Extracted material START
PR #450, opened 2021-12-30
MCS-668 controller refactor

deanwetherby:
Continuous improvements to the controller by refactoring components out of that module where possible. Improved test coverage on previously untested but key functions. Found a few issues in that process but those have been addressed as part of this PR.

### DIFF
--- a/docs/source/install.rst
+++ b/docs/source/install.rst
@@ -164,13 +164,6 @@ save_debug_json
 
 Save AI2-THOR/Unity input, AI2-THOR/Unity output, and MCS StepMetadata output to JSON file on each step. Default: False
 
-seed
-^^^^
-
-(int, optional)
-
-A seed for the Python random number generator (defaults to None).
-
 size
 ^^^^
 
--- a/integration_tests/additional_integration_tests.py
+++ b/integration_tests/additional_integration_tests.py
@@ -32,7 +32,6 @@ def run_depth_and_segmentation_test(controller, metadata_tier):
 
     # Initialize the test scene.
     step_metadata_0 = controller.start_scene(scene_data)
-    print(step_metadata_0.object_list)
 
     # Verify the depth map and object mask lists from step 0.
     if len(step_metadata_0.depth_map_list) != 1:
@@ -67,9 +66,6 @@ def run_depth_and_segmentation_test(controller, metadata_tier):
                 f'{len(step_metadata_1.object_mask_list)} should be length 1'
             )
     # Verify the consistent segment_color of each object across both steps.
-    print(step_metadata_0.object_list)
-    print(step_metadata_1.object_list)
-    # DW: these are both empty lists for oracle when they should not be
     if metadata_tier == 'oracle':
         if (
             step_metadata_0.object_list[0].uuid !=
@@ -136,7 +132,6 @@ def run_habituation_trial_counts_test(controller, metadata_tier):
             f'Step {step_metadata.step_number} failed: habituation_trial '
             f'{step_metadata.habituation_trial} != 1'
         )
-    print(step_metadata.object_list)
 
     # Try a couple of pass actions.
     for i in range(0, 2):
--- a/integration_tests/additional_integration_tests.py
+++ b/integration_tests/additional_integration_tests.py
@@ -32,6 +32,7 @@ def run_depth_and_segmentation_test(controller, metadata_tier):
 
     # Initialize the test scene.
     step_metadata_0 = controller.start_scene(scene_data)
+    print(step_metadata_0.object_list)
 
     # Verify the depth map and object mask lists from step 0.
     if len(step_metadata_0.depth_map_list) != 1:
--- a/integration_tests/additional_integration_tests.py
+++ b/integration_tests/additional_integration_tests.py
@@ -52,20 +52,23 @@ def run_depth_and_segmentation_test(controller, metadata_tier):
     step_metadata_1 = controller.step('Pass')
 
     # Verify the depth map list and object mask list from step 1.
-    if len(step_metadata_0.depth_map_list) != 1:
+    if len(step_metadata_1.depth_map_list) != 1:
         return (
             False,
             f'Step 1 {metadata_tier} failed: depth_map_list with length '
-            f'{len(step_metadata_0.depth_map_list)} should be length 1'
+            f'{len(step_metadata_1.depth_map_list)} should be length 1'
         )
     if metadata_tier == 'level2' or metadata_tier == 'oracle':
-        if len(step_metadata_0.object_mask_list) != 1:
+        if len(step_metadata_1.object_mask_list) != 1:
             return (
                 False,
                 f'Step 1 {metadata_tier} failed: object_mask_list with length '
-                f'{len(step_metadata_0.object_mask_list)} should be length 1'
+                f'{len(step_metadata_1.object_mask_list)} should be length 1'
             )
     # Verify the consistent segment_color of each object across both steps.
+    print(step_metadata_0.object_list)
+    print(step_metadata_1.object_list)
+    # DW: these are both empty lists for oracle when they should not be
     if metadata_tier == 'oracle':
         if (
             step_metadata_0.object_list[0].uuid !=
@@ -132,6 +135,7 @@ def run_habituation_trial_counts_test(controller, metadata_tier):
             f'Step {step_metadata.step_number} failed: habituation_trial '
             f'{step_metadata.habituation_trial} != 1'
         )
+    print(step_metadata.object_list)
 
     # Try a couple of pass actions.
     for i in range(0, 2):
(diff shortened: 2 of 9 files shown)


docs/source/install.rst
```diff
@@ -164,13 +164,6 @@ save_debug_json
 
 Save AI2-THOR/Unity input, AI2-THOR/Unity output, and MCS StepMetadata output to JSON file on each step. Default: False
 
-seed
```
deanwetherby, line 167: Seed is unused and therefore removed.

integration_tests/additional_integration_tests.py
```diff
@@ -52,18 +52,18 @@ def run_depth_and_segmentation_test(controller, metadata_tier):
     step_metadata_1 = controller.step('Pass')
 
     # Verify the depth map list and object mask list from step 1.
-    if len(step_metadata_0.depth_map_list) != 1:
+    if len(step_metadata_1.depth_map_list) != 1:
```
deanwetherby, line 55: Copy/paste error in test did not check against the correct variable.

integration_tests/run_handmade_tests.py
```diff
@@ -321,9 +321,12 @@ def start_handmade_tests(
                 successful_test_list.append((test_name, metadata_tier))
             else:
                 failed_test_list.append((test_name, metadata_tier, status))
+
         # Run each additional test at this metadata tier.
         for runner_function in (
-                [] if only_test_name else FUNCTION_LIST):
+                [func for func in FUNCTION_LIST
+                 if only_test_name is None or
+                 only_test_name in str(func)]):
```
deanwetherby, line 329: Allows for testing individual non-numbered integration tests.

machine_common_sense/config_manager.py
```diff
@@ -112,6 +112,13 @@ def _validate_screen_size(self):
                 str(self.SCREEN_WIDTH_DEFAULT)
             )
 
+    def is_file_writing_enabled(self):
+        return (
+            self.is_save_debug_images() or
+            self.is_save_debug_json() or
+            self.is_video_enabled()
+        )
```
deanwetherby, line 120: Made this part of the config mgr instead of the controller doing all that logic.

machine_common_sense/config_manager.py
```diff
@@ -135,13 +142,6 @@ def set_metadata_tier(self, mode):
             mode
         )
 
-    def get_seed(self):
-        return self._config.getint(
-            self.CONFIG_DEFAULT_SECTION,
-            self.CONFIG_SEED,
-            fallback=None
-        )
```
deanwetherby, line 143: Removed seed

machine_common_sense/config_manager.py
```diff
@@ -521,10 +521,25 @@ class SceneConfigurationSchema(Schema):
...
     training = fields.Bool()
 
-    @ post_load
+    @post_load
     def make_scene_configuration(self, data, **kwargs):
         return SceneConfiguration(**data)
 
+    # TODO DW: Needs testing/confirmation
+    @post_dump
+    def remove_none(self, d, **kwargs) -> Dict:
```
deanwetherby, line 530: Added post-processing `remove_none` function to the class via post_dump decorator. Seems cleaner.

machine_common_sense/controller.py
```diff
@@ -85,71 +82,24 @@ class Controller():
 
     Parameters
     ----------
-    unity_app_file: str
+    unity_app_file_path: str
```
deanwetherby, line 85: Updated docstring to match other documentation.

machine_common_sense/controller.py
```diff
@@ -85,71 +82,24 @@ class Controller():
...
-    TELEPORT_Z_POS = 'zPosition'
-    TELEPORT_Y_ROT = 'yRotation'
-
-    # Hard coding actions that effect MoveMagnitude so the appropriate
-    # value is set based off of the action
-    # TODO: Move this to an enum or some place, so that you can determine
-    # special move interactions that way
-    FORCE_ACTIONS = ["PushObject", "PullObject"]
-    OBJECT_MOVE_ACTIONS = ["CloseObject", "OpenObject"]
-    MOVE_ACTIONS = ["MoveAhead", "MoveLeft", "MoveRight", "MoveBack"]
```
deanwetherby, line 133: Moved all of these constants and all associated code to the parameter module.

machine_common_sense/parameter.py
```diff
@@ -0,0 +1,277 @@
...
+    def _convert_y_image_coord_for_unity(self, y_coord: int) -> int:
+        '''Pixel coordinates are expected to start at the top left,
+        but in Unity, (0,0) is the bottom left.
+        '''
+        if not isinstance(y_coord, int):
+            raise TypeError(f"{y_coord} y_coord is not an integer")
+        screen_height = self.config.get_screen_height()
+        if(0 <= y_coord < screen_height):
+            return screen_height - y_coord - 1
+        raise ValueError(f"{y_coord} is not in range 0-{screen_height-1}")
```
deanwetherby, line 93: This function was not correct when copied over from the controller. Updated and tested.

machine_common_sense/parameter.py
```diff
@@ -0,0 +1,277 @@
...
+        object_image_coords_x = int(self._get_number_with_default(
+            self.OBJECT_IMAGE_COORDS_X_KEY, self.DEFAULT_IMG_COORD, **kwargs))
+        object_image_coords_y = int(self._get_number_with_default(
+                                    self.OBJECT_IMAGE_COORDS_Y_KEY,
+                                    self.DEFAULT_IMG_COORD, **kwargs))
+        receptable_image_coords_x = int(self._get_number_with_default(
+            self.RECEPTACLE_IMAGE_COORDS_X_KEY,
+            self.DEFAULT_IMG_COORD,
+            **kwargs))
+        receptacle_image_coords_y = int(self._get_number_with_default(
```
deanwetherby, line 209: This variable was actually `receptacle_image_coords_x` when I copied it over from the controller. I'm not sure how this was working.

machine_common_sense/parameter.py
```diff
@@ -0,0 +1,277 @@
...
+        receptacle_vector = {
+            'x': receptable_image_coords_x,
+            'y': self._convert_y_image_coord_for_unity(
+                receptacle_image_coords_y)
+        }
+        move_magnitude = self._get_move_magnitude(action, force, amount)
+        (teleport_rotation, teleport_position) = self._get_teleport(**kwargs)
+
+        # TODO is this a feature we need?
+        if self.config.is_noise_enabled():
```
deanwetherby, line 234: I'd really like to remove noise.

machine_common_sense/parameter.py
Extracted material END
→ Exercise description:
All lines that contain the word "install" must be copied from the records above.

→ Result below:
--- a/docs/source/install.rst
+++ b/docs/source/install.rst
docs/source/install.rst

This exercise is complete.